A COUNTRY YOU CAN LEAVE

by Asale Angel-Ajani

Pub Date: Feb. 21st, 2023
ISBN: 978-0-374-60405-9
Publisher: MCD/Farrar, Straus and Giroux

A Black, biracial teen and her Russian mother navigate their tumultuous relationship in a California desert trailer park.

She’s Black and her mother is Russian, and the gulf between them is as wide, hot, and seemingly impenetrable as the Mojave Desert, but 16-year-old Lara Montoya-Borislava knows what people expect of her: “Girls like me end up being girls like my mother.” Lara is not much like Yevgenia, she doesn’t think, but the circumstances of their lives keep throwing them up against each other, testing that theory and fraying the rough edges of their relationship.
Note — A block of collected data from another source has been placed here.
PR #29871, opened 2026-08-27
test(api): fix pi resource snapshot fixture size mismatch

### LINKED ISSUE #29822: test(api): fix Pi resource snapshot fixture size mismatch
## Problem and evidence

The API test suite fails on a clean `main` checkout when Pi API first-turn tests load resource snapshot archives. The focused reproduction fails with `PI_API_RESOURCE_INVALID`: a 96-byte response is checked against the exact Storage `archiveSize` of 3397.

Production behavior is correct. The Pi loader requires every downloaded archive to match its persisted length before extraction.

## Root cause

The test fixture loses S3 object identity in two places:

1. Generic API test helpers collapse every presigned download into one fixed URL, which can also be persisted in the shared system-storage URL cache.
2. Pi tests serve `latestStoredArchive()`, selecting one upload by recency for every mount.

After exact GET URLs were prototyped, the focused test exposed a second fixture boundary: `dev-seed.ts` inserts `computer-use` and `gen` Storage metadata, but the current test worker never uploads those external S3 objects. They therefore cannot be recovered from `s3.send` history.

## Decision

Preserve exact bucket/key identity before URLs enter the shared cache and resolve each Pi download from one of two exact test sources:

- a matching current-test `PutObjectCommand` body; or
- a matching committed database-seed object fixture.

The seeded-object fixture builds a valid discoverable skill tar.gz from committed seed name/frontmatter and pads it to the authoritative captured archive length. It never selects an object by size or upload order.

## Chosen direction

- Add one typed API-test S3 URL formatter:
  - `GetObjectCommand` uses the existing archive path plus exact `${bucket}/${key}` query identity.
  - Non-GET commands keep `https://r2.example.com/upload?sig=test`.
- Install it in global mock reset, `acceptAgentStorageWrites()`, and `acceptStorageDownloads()`.
- Add a focused seeded-system-skill archive fixture keyed by exact committed S3 archive key.
- Replace `latestStoredArchive()` with an exact resolver: current-test upload first, seeded object second, unknown identity failure.
- Preserve the explicit resource HTTP 503 case.
- Keep production cache and archive validation unchanged.

## Alternatives considered

- **Pi-local presigner only:** cache hits bypass it.
- **Mutate or expire shared cache rows:** unsafe under concurrent workers.
- **Choose bytes by size/order or rewrite metadata:** loses identity and can hide defects.
- **Commit opaque captured binaries:** legacy tar output is not byte-reproducible and is costly to maintain.
- **Replace system mounts with test-owned resources:** changes the production-like resource graph and adds unrelated fixture plumbing.

## Risks and mitigations

- Generic GET mock behavior has many consumers. Preserve the existing path and all non-GET URLs, then run the full API suite.
- Seeded archives contain representative `SKILL.md` content rather than the full remote body. Detailed extraction/discovery remains covered by the Pi resource snapshot service tests.
- Reject generated archives larger than the captured length and assert every returned fixture has the exact authoritative length.
- Unknown S3 identities fail immediately; no size or recency fallback is allowed.
- Do not mutate shared cache/database state for isolation.

## Acceptance criteria

- The focused `deepseek-v4-flash` reproduction passes.
- GET presigned URLs preserve exact bucket/key identity through cache insertion and reuse; non-GET upload URLs remain unchanged.
- Every Pi resource response resolves by exact S3 identity from either a current-test upload or a committed seeded object fixture.
- Returned archives remain valid gzip/tar bodies and match authoritative Storage archive lengths.
- The intentional resource-download failure still produces `PI_API_RESOURCE_INVALID` before model invocation.
- Relevant Pi tests, the full API suite with `--maxWorkers=4`, and API format/lint/type/Knip checks pass.
- Production archive validation, cache behavior, schema, contracts, and deployment surfaces remain unchanged.

## Scope boundary

Do not change connector behavior, production API behavior, database schema/state, or deployment contracts as part of this issue.

seven332:
## Summary

- preserve the S3 bucket/key identity in API test presigned GET URLs
- serve Pi resource archives by their exact uploaded or seeded object key
- synthesize valid, deterministic archives for seeded system skills at their authoritative seeded sizes

## Scope

- test infrastructure only; production storage behavior is unchanged
- upload presigned URLs and existing user flows are unchanged
- unknown seeded object keys fail instead of falling back by archive size or request order

## Validation

- `pnpm -F api lint`
- `pnpm -F api check-types`
- `pnpm knip --workspace api`
- `pnpm -F api exec vitest run src/signals/routes/__tests__/chat-events.bdd.test.ts --maxWorkers=1 --silent=passed-only` (128 passed)
- `pnpm -F api exec vitest run src/signals/routes/__tests__/chat-events.bdd.test.ts -t 'runs the Pi API first turn once for deepseek-v4-flash and resumes canonical JSONL' --maxWorkers=1 --silent=passed-only` (passed twice, including cache reuse)
- `pnpm -F api exec vitest run src/signals/routes/__tests__/storage-presigned-url-cache.test.ts --maxWorkers=1 --silent=passed-only` (10 passed)
- pre-commit hook: Prettier, repository Knip, repository TypeScript checks, file-size check, and commitlint passed
- `pnpm -F api exec vitest run --maxWorkers=4 --silent=passed-only` was attempted three times locally. The first exposed a stale local schema; after migration and then a clean local DB reset/seed, later attempts still encountered varying cross-file 5-second timeouts and database-pool cascades. The focused Pi and storage-cache suites above remained green; CI is the authoritative full-suite run.

Closes #29822

### DIFF
--- a/turbo/apps/api/src/__tests__/mocks.ts
+++ b/turbo/apps/api/src/__tests__/mocks.ts
@@ -1185,6 +1185,25 @@ export function getApiTestMocks(): ApiTestMocks {
   return apiTestMocks;
 }
 
+export function apiTestS3PresignedUrl(command: unknown): string {
+  const candidate = command as {
+    readonly constructor?: { readonly name?: string };
+    readonly input?: { readonly Bucket?: unknown; readonly Key?: unknown };
+  };
+  if (candidate.constructor?.name !== "GetObjectCommand") {
+    return "https://r2.example.com/upload?sig=test";
+  }
+  const bucket = candidate.input?.Bucket;
+  const key = candidate.input?.Key;
+  if (typeof bucket !== "string" || typeof key !== "string") {
+    throw new Error("Expected S3 GET presign request to identify an object");
+  }
+  const url = new URL("https://r2.example.com/storage/archive.tar.gz");
+  url.searchParams.set("sig", "bdd");
+  url.searchParams.set("object", `${bucket}/${key}`);
+  return url.toString();
+}
+
 export function resetApiTestMocks(): void {
   apiTestMocks.abortSignal.timeout.mockReset();
   apiTestMocks.ably.channelGet.mockReset();
@@ -1232,8 +1251,10 @@ export function resetApiTestMocks(): void {
   apiTestMocks.clerk.m2m.createToken.mockReset();
   apiTestMocks.s3.send.mockReset();
   apiTestMocks.s3.getSignedUrl.mockReset();
-  apiTestMocks.s3.getSignedUrl.mockResolvedValue(
-    "https://r2.example.com/upload?sig=test",
+  apiTestMocks.s3.getSignedUrl.mockImplementation(
+    (_client: unknown, command: unknown) => {
+      return Promise.resolve(apiTestS3PresignedUrl(command));
+    },
   );
   apiTestMocks.s3.clientConfig.mockReset();
   apiTestMocks.dns.lookupOverrides.clear();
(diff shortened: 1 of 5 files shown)


seven332:
## Code Review: PR #29871

**Reviewed head:** `0a5c411ad1fa7c99b7185c12c8a0e04f022b4754`

### Summary

The test fixture now preserves exact S3 object identity and supplies valid, correctly sized archives for committed seeded system skills without changing production behavior or upload flows.

### Findings

No findings.

### Testing

API lint, type checks, Knip, the 128-test chat-events suite, repeated focused Pi coverage, the 10-test storage presign cache suite, and pre-commit checks passed. The full API suite did not complete green locally because repeated runs encountered varying cross-file timeouts and database-pool cascades; CI remains the authoritative full-suite verification.

### Verdict

LGTM

PR #29904, opened 2026-08-27
docs(runner): clarify storage cache gc limit accounting

### LINKED ISSUE #29876: docs(rust): clarify storage cache GC limit accounting
## Problem and evidence

The storage cache documentation describes `STORAGE_CACHE_MAX_BYTES` and `STORAGE_CACHE_MAX_ENTRIES` as caps enforced by `gc_storage_cache`, and describes the collector as bounding the storage directory to those limits. The implementation and regression tests show that these are best-effort eviction targets during one GC pass:

- Every real version directory increments `total_entries`, but entries whose per-version lock is held or whose lock probe fails are not added to `total_size` or to the eviction candidate list.
- Recent entries are measured and included in `total_size`, but the grace window excludes them from eviction candidates.
- The eviction loop can exhaust eligible candidates while protected or unmeasured entries remain, so the configured thresholds are not unconditional post-GC invariants.
- Revalidation can find a candidate locked, recent, missing, replaced, or otherwise unremovable after the scan. The result then retains or removes the candidate's accounting according to what was safely observed rather than asserting a complete disk inventory.
- The final `remaining_bytes` log value is derived from the measured entries that remain in the accounting model. It excludes entries that could not be safely measured, so it is a lower bound when those entries exist.
- Existing tests cover recent-entry retention, held-lock protection, and candidates becoming locked or recent during deletion revalidation.

This mismatch can cause maintainers and operators to read the documentation as a strict storage guarantee and treat `remaining_bytes` as complete disk usage, even though the locking and grace-window design intentionally permits a cache to remain above a target after one pass.

## Decision

Proceed with a documentation clarification. The issue is necessary and correctly scoped as one independently reviewable documentation change. The clarification must describe the limits as best-effort eviction targets, explain the protected and unmeasured cases, and preserve the current locking, grace-window, eviction, accounting, and telemetry behavior.

## Alternatives considered

- **Keep the current wording:** rejected because it states a stronger invariant than the verified implementation provides.
- **Change GC to guarantee strict caps or count every locked entry's bytes:** outside this issue and inconsistent with the current safety boundary that avoids measuring entries while they may be actively used. It would change runtime behavior rather than correct the documented contract.
- **Add new telemetry or a separate usage metric:** not necessary to resolve the documented-contract mismatch; the existing `remaining_bytes` field can be qualified as a lower bound.

## Risks and mitigations

- Wording that calls the value a complete inventory would preserve the current operational ambiguity; explicitly call it a lower bound when entries are unmeasured.
- Wording that implies protected entries are always absent from byte accounting would be inaccurate for recent entries; distinguish recent measured entries from held-lock and lock-probe-error entries.
- Wording that omits deletion revalidation could still imply that the scan is authoritative; document that candidates may become locked or recent before deletion.

## Acceptance criteria

- Document the byte and entry limits as best-effort eviction targets rather than unconditional post-GC caps.
- State that recent, held-lock, and lock-probe-error entries can leave the cache above either target after one GC pass.
- Clarify that byte accounting and the logged `remaining_bytes` exclude entries that could not be safely measured, so the value is a lower bound when such entries exist.
- Keep the documentation consistent with candidates that become locked or recent during deletion revalidation.
- Preserve the current locking, grace-window, eviction, accounting, and telemetry behavior.

## Plan decision

The selected direction is Option 2 from the Research/Options/Plan phases: establish the complete contract across the existing storage-GC documentation surfaces in `crates/runner/src/cmd/gc/storage.rs`. The implementation will update the constant comments, `gc_storage_cache` documentation, adjacent accounting comments, and the explanation next to the `remaining_bytes` log construction as needed to express the verified behavior. The `remaining_bytes` key and value calculation remain unchanged.

The implementation boundary is one standalone PR changing documentation/comments in `storage.rs`. No new documentation page, test, `GcReport` field, runtime statement, telemetry key, cache behavior, or storage-cache producer code is included. The existing regression tests remain the behavioral reference. Validation is Rust formatting, targeted runner storage-GC tests, runner Clippy, and runner documentation generation as specified in the Plan Phase.

## Delivery notes

This is a standalone, single-PR issue with no parent, child issues, or blocking dependencies. The plan is complete and implementation-ready. The PR should link issue #29876 without closing a parent or unrelated issue.

seven332:
## Summary

- Clarify that storage-cache byte and entry limits are best-effort eviction targets, not unconditional post-GC caps.
- Document how recent, held-lock, and lock-probe-error entries affect one-pass cleanup and byte accounting.
- Explain that `remaining_bytes` is a lower bound when entries could not be safely measured, including deletion-time revalidation cases.

Closes #29876

## Scope

This PR changes only Rust documentation and comments in `crates/runner/src/cmd/gc/storage.rs`. It preserves the GC algorithm, locking, grace window, eviction behavior, accounting calculation, tests, telemetry keys, and the `remaining_bytes` value calculation.

## Validation

- `cargo fmt --all -- --check` — passed.
- `cargo check -p runner --tests` — passed with `CARGO_BUILD_JOBS=1`, `CARGO_PROFILE_TEST_DEBUG=0`, and a private workspace `TMPDIR`.
- `cargo clippy -p runner --all-targets --all-features` — passed with the same low-resource settings.
- `cargo doc -p runner --all-features --no-deps` — passed with the same low-resource settings.
- `cargo test -p runner cmd::gc::storage::tests` — attempted with normal and low-resource settings; both attempts were terminated with exit 137 while linking the runner test binary in the 3.8 GiB, no-swap environment. The source/test compilation completed without a diagnostic, and the equivalent test-target compile check passed above.

### DIFF
--- a/crates/runner/src/cmd/gc/storage.rs
+++ b/crates/runner/src/cmd/gc/storage.rs
@@ -17,12 +17,14 @@ use super::filesystem::{
 use super::lock_file::{LockProbe, probe_lock};
 use super::report::GcReport;
 
-/// Per-host storage archive cache size cap. Enforced by `gc_storage_cache`
-/// as an LRU by `<version>/` dir mtime.
+/// Per-host storage archive cache byte target for best-effort eviction.
+/// `gc_storage_cache` may leave the cache above this target when protected or
+/// unmeasured entries leave no safe eviction candidate.
 const STORAGE_CACHE_MAX_BYTES: u64 = 1 << 30; // 1 GiB
-/// Per-host storage archive cache entry cap. The byte cap alone does not
-/// bound many tiny storage versions, and each cached version also creates a
-/// lock file.
+/// Per-host storage archive cache entry target for best-effort eviction. The
+/// byte target alone does not bound many tiny storage versions, and each
+/// cached version also creates a lock file. Recent, held-lock, and
+/// lock-probe-error entries can leave this target exceeded after one pass.
 const STORAGE_CACHE_MAX_ENTRIES: u64 = 5_000;
 
 /// Eligible `<version>` directory discovered during the scan phase.
@@ -56,7 +58,7 @@ impl From<&std::fs::Metadata> for StorageDirectoryIdentity {
 struct StorageEvictionResult {
     freed: u64,
     /// Candidate contribution to keep in `total_size` after this attempt.
-    /// `None` removes the scan-time size from the cap calculation.
+    /// `None` removes the scan-time size from this pass's measured accounting.
     remaining_size: Option<u64>,
     /// Candidate contribution to keep in `total_entries` after this attempt.
     /// Dry-runs set this to false to model the real deletion while leaving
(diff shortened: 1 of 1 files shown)


seven332:
## Code Review: PR #29904

**Reviewed head:** `66deb4b6e4aaa79fcfaca6bf88eff430506f3090`

### Summary

The comment-only Rustdoc update accurately describes the existing storage-cache GC behavior, including best-effort targets, protected or unmeasured entries, lower-bound byte accounting, and deletion-time revalidation. The patch does not alter executable code, telemetry keys, or tests.

### Findings

No findings.

### Testing

Formatting, runner test-target compilation, Clippy, and runner documentation generation passed. The targeted storage-cache test binary was attempted with normal and low-resource settings; both attempts exited 137 while linking in the 3.8 GiB, no-swap environment, without a compiler diagnostic. CI execution remains the unverified area.

### Verdict

LGTM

A peripatetic life of poverty as Yevgenia moves from one man to the next has landed them in the blast furnace of the Oasis Mobile Estates, a trailer park in the California desert, where Lara begins to confront the question of whether she will follow her mother’s scorched-earth path. The focus of this sharp, observant debut novel, which deftly blends humor and hard truths while examining economic inequities and the emotional toll they take, is the fraught mother-daughter connection, the push and pull between Yevgenia, who spouts grand ideas about love, men, and casual sex, and Lara, who is taking her first real steps toward adulthood. The women clash on many fronts, Yevgenia arguing that class divisions loom larger in America than racial divides, while Lara bears the brunt of casual racism. When Lara finds herself attracted to a handsome older neighbor, their battles escalate. On occasion Yevgenia seems too colorful to be true—writing down life lessons in a book for the daughter she periodically abandons seems out of character for her, as do her frequent taunts about her daughter’s sexual inexperience—and a side plot about Lara’s quickly abandoned search for her Cuban father feels superfluous. But Angel-Ajani makes you care about Lara’s tentative steps to a hard-won freedom.

Sharp observations and insights about a stormy mother-daughter bond and a bracing examination of poverty in America.